# Records for the task:
PR #4156, opened 2019-08-01
Show time tooltips for events FirstSeen and LastSeen

eloyekunle:
Also refactored the `kd-date` component to also show tooltips for non-relative timestamp displays.

### DIFF
--- a/src/app/frontend/common/components/date/template.html
+++ b/src/app/frontend/common/components/date/template.html
@@ -14,11 +14,7 @@ See the License for the specific language governing permissions and
 limitations under the License.
 -->
 
-<span *ngIf="_relative"
-      class="kd-date"
+<span class="kd-date"
       [matTooltip]="date | date:format">
-  {{date | kdRelativeTime}}
-</span>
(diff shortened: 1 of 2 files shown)


src/app/frontend/common/components/date/template.html
```diff
@@ -14,11 +14,7 @@
...
 
-<span *ngIf="_relative"
-      class="kd-date"
+<span class="kd-date"
       [matTooltip]="date | date:format">
-  {{date | kdRelativeTime}}
-</span>
-<span *ngIf="!_relative">
-  {{date | date:format}}
+  {{_relative ? (date | kdRelativeTime) : (date | date)}}
```
maciaszczykm: Shouldn't it be `date:format` at the end?

eloyekunle: `date:format` gives the longer version of the timestamp which is sometimes longer than column displays. Since the longer version is already shown in the tooltip, I think the main display can be the shorter one with `date`.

# Assignment:
Return only the number of lines in the entries above that contain the word "shown".

# Solution:
2